Our father had attempted to flee after reading his own execution letter. What they did to him was unbearable to imagine. Two weeks after his capture, we received a document detailing every method of torture he suffered before he met his end. He’d lasted four days. Lost in those memories, I shook myself free of them and continued to pack her belongings.

“Stop.”

“No. I’m taking you with me.” I stuffed everything I’d gathered into a small bag and pulled the drawstring tight.

“Jack, I will call the Census Bureau.”

I dropped the bag and stared at her. My jaw clenched and muscles tightened. I believed her. March never lied. “You’d do that to your own brother?”

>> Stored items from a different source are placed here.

PR #228, opened 2018-09-27
Elasticsearch REST client instrumentation: adding support for sync ops and IT

eyalkoren:
This is still WIP, but it's a good point to review.
Several notes:

- The discussion about what to do with tags is still in progress, so I just decided to copy `Span` tags to `ErrorCapture` tags at the moment, just so you can see what info we have. Once decided, I can either put the relevant info on `Span` tags in case of error, or add the tags directly to the `ErrorCapture` when creating it (without relying on copying from parent span)

- I add the query options and parameters as tags as well. I assume that won't be the default behaviour. If you think this may valuable info for some users, we can add a configuration property that enables adding those and is off by default, or we can just overlook those.

- The `onMethodEnter` advice currently introduces variable due to iteration (starting [here](https://github.com/elastic/apm-agent-java/pull/228/files#diff-a50aafc4c23195a6df81ed2942542584R72)), if we decide to keep options and parameter, I will replace them with inlined code or external method, e.g:
```
        // Add request parameters to query info
        span.getContext().getTags().putAll(request.getParameters());

        // Add request options to query info
        request.getOptions().getHeaders().forEach(header -> span.addTag(header.getName(), header.getValue()));
```

- Feel free to suggest different names for span type, tag names etc.

### DIFF
--- a/apm-agent-plugins/apm-es-restclient-plugin/pom.xml
+++ b/apm-agent-plugins/apm-es-restclient-plugin/pom.xml
@@ -13,7 +13,7 @@
     <name>${project.groupId}:${project.artifactId}</name>
 
     <properties>
-        <elasticsearch.version>6.4.1</elasticsearch.version>
+        <version.elasticsearch>6.4.1</version.elasticsearch>
     </properties>
 
     <dependencies>
@@ -21,12 +21,14 @@
         <dependency>
             <groupId>org.elasticsearch.client</groupId>
             <artifactId>elasticsearch-rest-client</artifactId>
-            <version>${elasticsearch.version}</version>
+            <version>${version.elasticsearch}</version>
+            <scope>provided</scope>
         </dependency>
         <dependency>
             <groupId>org.elasticsearch.client</groupId>
             <artifactId>elasticsearch-rest-high-level-client</artifactId>
-            <version>${elasticsearch.version}</version>
+            <version>${version.elasticsearch}</version>
+            <scope>provided</scope>
         </dependency>
 
         <!-- Elasticsearch testcontainer -->
@@ -34,6 +36,7 @@
             <groupId>fr.pilato.elasticsearch.testcontainers</groupId>
             <artifactId>testcontainers-elasticsearch</artifactId>
             <version>0.1</version>
+            <scope>test</scope>
         </dependency>
     </dependencies>
 
--- a/apm-agent-plugins/apm-es-restclient-plugin/pom.xml
+++ b/apm-agent-plugins/apm-es-restclient-plugin/pom.xml
@@ -5,7 +5,7 @@
     <parent>
         <artifactId>apm-agent-plugins</artifactId>
         <groupId>co.elastic.apm</groupId>
-        <version>0.8.0-SNAPSHOT</version>
+        <version>0.9.0-SNAPSHOT</version>
     </parent>
     <modelVersion>4.0.0</modelVersion>
 
--- a/apm-agent-plugins/apm-es-restclient-plugin/pom.xml
+++ b/apm-agent-plugins/apm-es-restclient-plugin/pom.xml
@@ -1,0 +1,40 @@
+<?xml version="1.0" encoding="UTF-8"?>
+<project xmlns="http://maven.apache.org/POM/4.0.0"
+         xmlns:xsi="http://www.w3.org/2001/XMLSchema-instance"
+         xsi:schemaLocation="http://maven.apache.org/POM/4.0.0 http://maven.apache.org/xsd/maven-4.0.0.xsd">
+    <parent>
+        <artifactId>apm-agent-plugins</artifactId>
+        <groupId>co.elastic.apm</groupId>
+        <version>0.8.0-SNAPSHOT</version>
+    </parent>
+    <modelVersion>4.0.0</modelVersion>
+
+    <artifactId>apm-es-restclient-plugin</artifactId>
+    <name>${project.groupId}:${project.artifactId}</name>
+
+    <properties>
+        <elasticsearch.version>6.4.1</elasticsearch.version>
+    </properties>
+
+    <dependencies>
+        <!-- Elasticsearch rest client -->
+        <dependency>
+            <groupId>org.elasticsearch.client</groupId>
+            <artifactId>elasticsearch-rest-client</artifactId>
+            <version>${elasticsearch.version}</version>
+        </dependency>
+        <dependency>
+            <groupId>org.elasticsearch.client</groupId>
+            <artifactId>elasticsearch-rest-high-level-client</artifactId>
+            <version>${elasticsearch.version}</version>
+        </dependency>
+
+        <!-- Elasticsearch testcontainer -->
+        <dependency>
+            <groupId>fr.pilato.elasticsearch.testcontainers</groupId>
+            <artifactId>testcontainers-elasticsearch</artifactId>
+            <version>0.1</version>
+        </dependency>
+    </dependencies>
+
+</project>
--- a/apm-agent-plugins/apm-es-restclient-plugin/src/main/java/co/elastic/apm/es/restclient/ESRestClientInstrumentationHelper.java
+++ b/apm-agent-plugins/apm-es-restclient-plugin/src/main/java/co/elastic/apm/es/restclient/ESRestClientInstrumentationHelper.java
@@ -21,6 +21,7 @@ package co.elastic.apm.es.restclient;
 
 import co.elastic.apm.bci.VisibleForAdvice;
 import co.elastic.apm.report.serialize.DslJsonSerializer;
+import org.elasticsearch.common.io.stream.InputStreamStreamInput;
 import org.slf4j.Logger;
 import org.slf4j.LoggerFactory;
 
@@ -36,7 +37,7 @@ public class ESRestClientInstrumentationHelper {
 
     @Nullable
     @VisibleForAdvice
-    public static String readRequestBody(InputStream bodyIS, String endpoint) throws IOException {
+    public static String readRequestBody(InputStream bodyIS, long contentLength, String endpoint) throws IOException {
         String body = null;
         try {
             byte[] data = bodyReadBuffer.get();
@@ -46,16 +47,47 @@ public class ESRestClientInstrumentationHelper {
                 data = new byte[DslJsonSerializer.MAX_LONG_STRING_VALUE_LENGTH];
                 bodyReadBuffer.set(data);
             }
-            int length = bodyIS.read(data, 0, data.length);
 
-            // Using platform's default charset for decoding
-            body = new String(data, 0, length);
-        } catch (IOException e) {
-            LOGGER.info("Failed to read request body for " + endpoint);
-        } finally {
+            try {
+                body = new InputStreamStreamInputWrapper(bodyIS, contentLength).readString();
+            } catch (Exception e) {
+                LOGGER.info("Failed to read request body for " + endpoint);
+            }
+
+        }
+        finally {
             bodyIS.close();
         }
 
         return body;
+    }
+
+    private static class InputStreamStreamInputWrapper extends InputStreamStreamInput {
+        private byte[] contentLengthBytes = new byte[5];
+        private int contentLengthValidReadIndex = 0;
+        private int contentLengthByteReadIndex;
+
+        InputStreamStreamInputWrapper(InputStream is, long contentLength) {
+            super(is);
+            // Encoding the content length into bytes. This size must be returned from the InputStream before the content is returned.
+            for (int i=0; i<contentLengthBytes.length; i++) {
+                contentLengthValidReadIndex++;
+                contentLengthBytes[i] = (byte)(contentLength & 0x7F);
+                contentLength >>>= 7;
+                if (contentLength == 0) {
+                    break;
+                }
+                contentLengthBytes[i] |= 0x80;
+            }
+            contentLengthByteReadIndex = 0;
+        }
+
+        @Override
+        public byte readByte() throws IOException {
+            if(contentLengthByteReadIndex < contentLengthValidReadIndex) {
+                return contentLengthBytes[contentLengthByteReadIndex++];
+            }
+            return super.readByte();
+        }
     }
 }
--- a/apm-agent-plugins/apm-es-restclient-plugin/src/main/java/co/elastic/apm/es/restclient/ESRestClientInstrumentationHelper.java
+++ b/apm-agent-plugins/apm-es-restclient-plugin/src/main/java/co/elastic/apm/es/restclient/ESRestClientInstrumentationHelper.java
@@ -41,8 +41,10 @@ public class ESRestClientInstrumentationHelper {
         try {
             byte[] data = bodyReadBuffer.get();
             if (data == null) {
-                bodyReadBuffer.set(new byte[DslJsonSerializer.MAX_LONG_STRING_VALUE_LENGTH]);
-                data = bodyReadBuffer.get();
+                // The DslJsonSerializer.MAX_LONG_STRING_VALUE_LENGTH is actually used to count chars and not bytes, but that's not
+                // that important, the most important is that we limit the payload size we read and decode
+                data = new byte[DslJsonSerializer.MAX_LONG_STRING_VALUE_LENGTH];
+                bodyReadBuffer.set(data);
             }
             int length = bodyIS.read(data, 0, data.length);
 
--- a/apm-agent-plugins/apm-es-restclient-plugin/src/main/java/co/elastic/apm/es/restclient/ESRestClientInstrumentationHelper.java
+++ b/apm-agent-plugins/apm-es-restclient-plugin/src/main/java/co/elastic/apm/es/restclient/ESRestClientInstrumentationHelper.java
@@ -1,0 +1,59 @@
+/*-
+ * #%L
+ * Elastic APM Java agent
+ * %%
+ * Copyright (C) 2018 Elastic and contributors
+ * %%
+ * Licensed under the Apache License, Version 2.0 (the "License");
+ * you may not use this file except in compliance with the License.
+ * You may obtain a copy of the License at
+ *
+ *      http://www.apache.org/licenses/LICENSE-2.0
+ *
+ * Unless required by applicable law or agreed to in writing, software
+ * distributed under the License is distributed on an "AS IS" BASIS,
+ * WITHOUT WARRANTIES OR CONDITIONS OF ANY KIND, either express or implied.
+ * See the License for the specific language governing permissions and
+ * limitations under the License.
+ * #L%
+ */
+package co.elastic.apm.es.restclient;
+
+import co.elastic.apm.bci.VisibleForAdvice;
+import co.elastic.apm.report.serialize.DslJsonSerializer;
+import org.slf4j.Logger;
+import org.slf4j.LoggerFactory;
+
+import javax.annotation.Nullable;
+import java.io.IOException;
+import java.io.InputStream;
+
+@VisibleForAdvice
+public class ESRestClientInstrumentationHelper {
+    private static final Logger LOGGER = LoggerFactory.getLogger(ESRestClientInstrumentationHelper.class);
+
+    private static ThreadLocal<byte[]> bodyReadBuffer = new ThreadLocal<>();
+
+    @Nullable
+    @VisibleForAdvice
+    public static String readRequestBody(InputStream bodyIS, String endpoint) throws IOException {
+        String body = null;
+        try {
+            byte[] data = bodyReadBuffer.get();
+            if (data == null) {
+                bodyReadBuffer.set(new byte[DslJsonSerializer.MAX_LONG_STRING_VALUE_LENGTH]);
+                data = bodyReadBuffer.get();
+            }
+            int length = bodyIS.read(data, 0, data.length);
+
+            // Using platform's default charset for decoding
+            body = new String(data, 0, length);
+        } catch (IOException e) {
+            LOGGER.info("Failed to read request body for " + endpoint);
+        } finally {
+            bodyIS.close();
+        }
+
+        return body;
+    }
+}
--- a/apm-agent-plugins/apm-es-restclient-plugin/src/main/java/co/elastic/apm/es/restclient/ESRestClientInstrumentationHelper.java
+++ b/apm-agent-plugins/apm-es-restclient-plugin/src/main/java/co/elastic/apm/es/restclient/ESRestClientInstrumentationHelper.java
@@ -31,7 +31,7 @@ import java.nio.charset.StandardCharsets;
 
 @VisibleForAdvice
 public class ESRestClientInstrumentationHelper {
-    private static final Logger LOGGER = LoggerFactory.getLogger(ESRestClientInstrumentationHelper.class);
+    private static final Logger logger = LoggerFactory.getLogger(ESRestClientInstrumentationHelper.class);
 
     private static ThreadLocal<byte[]> bodyReadBuffer = new ThreadLocal<>();
     private static final byte CURLY_BRACKET_UTF8 = '{';
@@ -55,7 +55,7 @@ public class ESRestClientInstrumentationHelper {
                 body = new String(data, 0, length, StandardCharsets.UTF_8);
             }
         } catch (IOException e) {
-            LOGGER.info("Failed to read request body for " + endpoint);
+            logger.info("Failed to read request body for " + endpoint);
         } finally {
             bodyIS.close();
         }
--- a/apm-agent-plugins/apm-es-restclient-plugin/src/main/java/co/elastic/apm/es/restclient/ESRestClientInstrumentationHelper.java
+++ b/apm-agent-plugins/apm-es-restclient-plugin/src/main/java/co/elastic/apm/es/restclient/ESRestClientInstrumentationHelper.java
@@ -21,23 +21,24 @@ package co.elastic.apm.es.restclient;
 
 import co.elastic.apm.bci.VisibleForAdvice;
 import co.elastic.apm.report.serialize.DslJsonSerializer;
-import org.elasticsearch.common.io.stream.InputStreamStreamInput;
 import org.slf4j.Logger;
 import org.slf4j.LoggerFactory;
 
 import javax.annotation.Nullable;
 import java.io.IOException;
 import java.io.InputStream;
+import java.nio.charset.StandardCharsets;
 
 @VisibleForAdvice
 public class ESRestClientInstrumentationHelper {
     private static final Logger LOGGER = LoggerFactory.getLogger(ESRestClientInstrumentationHelper.class);
 
     private static ThreadLocal<byte[]> bodyReadBuffer = new ThreadLocal<>();
+    private static final byte CURLY_BRACKET_UTF8 = '{';
 
     @Nullable
     @VisibleForAdvice
-    public static String readRequestBody(InputStream bodyIS, long contentLength, String endpoint) throws IOException {
+    public static String readRequestBody(InputStream bodyIS, String endpoint) throws IOException {
         String body = null;
         try {
             byte[] data = bodyReadBuffer.get();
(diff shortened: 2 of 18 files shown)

She rolled her eyes and shook her head, brown curls bouncing. She looked just like our mother when she was frustrated, small, gray eyes narrowed, mouth turned down into a pouty scowl. “You are doing this to yourself. I love you, Jack, but look at what you are doing. You’re turning into one of those . . . one of those people who tries to destroy everything they ever believed in.” Her hand started to move to the phone. “I’m calling them.”

I rushed at her. “No!” Gripping her hand in mine, I squeezed it tight. “You can’t.” I felt them falling, angry tears, desperate tears. “You don’t . . .”

March’s demeanor softened. She had never been emotional, but I saw the glimmer of heartbreak welling in those angry eyes. It proved she cared. She brushed a strand of hair from my forehead, delicate fingers tracing across my skin. “Okay,” she murmured. Her voice lowered to a whisper. “But I’m not going with you.”

As much as I wished I had the power to change her mind, I knew I had none. March gripped her beliefs with such fervor that no one and nothing could pry them away. My hopes quashed and life on a thin, broken line, I accepted her wishes and turned to leave.

“Goodbye, March.”

Those were the last words I spoke to her. She said nothing in return.